O Governo não tardou a responder a este desafio. Primeiro, anulou candidaturas da APR, usando os meios de comunicação social para lançar uma brutal campanha mediática contra a esquerda e recorrendo à justiça corrupta para intervir e substituir a seu bel-prazer os dirigentes de vários dos partidos que integravam a APR.
Mas agora, com a usurpação da sigla do PCV, Maduro e o regime deram um salto qualitativo nas políticas reacionárias contra o movimento dos trabalhadores, consolidando uma deriva bonapartista onde a fusão entre a burocracia do PSUV, a direção militar e a classe dominante adota as formas mais totalitárias. Esta ofensiva tem efeitos ainda mais graves porque é acompanhada pelo disfarce "chavista" e por um falso discurso socialista com o objetivo de dividir e enganar sectores das massas.
Solidariedade internacionalista
O brutal ataque contra o PCV foi recebido com inúmeras declarações de solidariedade nacional e internacional de organizações políticas e sindicais de esquerda com uma longa tradição de luta, como o Partido Comunista da Grécia, o KKE. A exceção são alguns "partidos comunistas"1, como os da China ou da Rússia, que há muito deixaram de ser instrumentos da classe trabalhadora e se tornaram máquinas ao serviço da contrarrevolução capitalista.
Nem o PC cubano moveu um único dedo para impedir este atropelo. Mais, a decisão de intervir ilegitimamente no PCV surge poucos dias depois de Diosdado Cabello e outros dirigentes do PSUV terem ido a Havana assinar um acordo de colaboração com o Partido Comunista de Cuba. É impensável que Maduro tivesse ousado dar este passo sem o consentimento e o apoio do governo cubano.
A atuação do PSUV e do governo venezuelano contra o PCV representa uma rutura total com o marxismo revolucionário, o internacionalismo e o anti-imperialismo.
Desde a Esquerda Revolucionária Internacional queremos mostrar a nossa solidariedade para com os camaradas do Partido Comunista da Venezuela, e também para com a sua direção destituída através de métodos burocráticos inaceitáveis, típicos de regimes reacionários e estalinistas. Estamos ao vosso lado e podem contar com o nosso apoio para todas as ações que levem a cabo para derrotar esta agressão.
Ao mesmo tempo, apelamos a todos os militantes da esquerda venezuelana, latino-americana e mundial para que se mobilizem, expressem a sua solidariedade com o PCV e a sua mais enérgica rejeição das políticas pró-capitalistas do regime de Maduro.
Os avanços da revolução bolivariana sob os governos de Hugo Chávez significaram um terramoto na luta de classes mundial.
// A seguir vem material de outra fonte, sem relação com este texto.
PR #586, opened 2025-07-24
chore: move setting storage to background

Shahroz16:
changes:

- Moved strict mode enabling before SDK startup rather App to avoid false positives of app
- We were storing `settings` on main thread, while this method doesn't need to be blocking nor it needs to be done in main thread. 

testing:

Pela primeira vez desde os anos 70, um líder de massas, apoiado repetidamente por milhões de pessoas oprimidas que o elegeram presidente, apelou ao socialismo. As expropriações de centenas de empresas e latifúndios, a redistribuição da riqueza (que reduziu drasticamente a pobreza e as desigualdades), os debates sobre o controlo operário e como construir o socialismo estimularam a mobilização revolucionária das massas na Venezuela e em toda a América Latina, transformando a Venezuela num ponto de referência para milhões de oprimidas e oprimidos do planeta.
Retomar o legado da revolução bolivariana implica uma luta intransigente pelo socialismo genuíno e pela democracia operária, e contra aqueles que hoje lideram uma contrarrevolução aberta na Venezuela.
Basta de agressões contra o PCV e a esquerda venezuelana!
Pela unidade de ação do movimento comunista e da revolução socialista internacional!
Notas
1. NdT: O silêncio do Partido Comunista Português é igualmente cúmplice.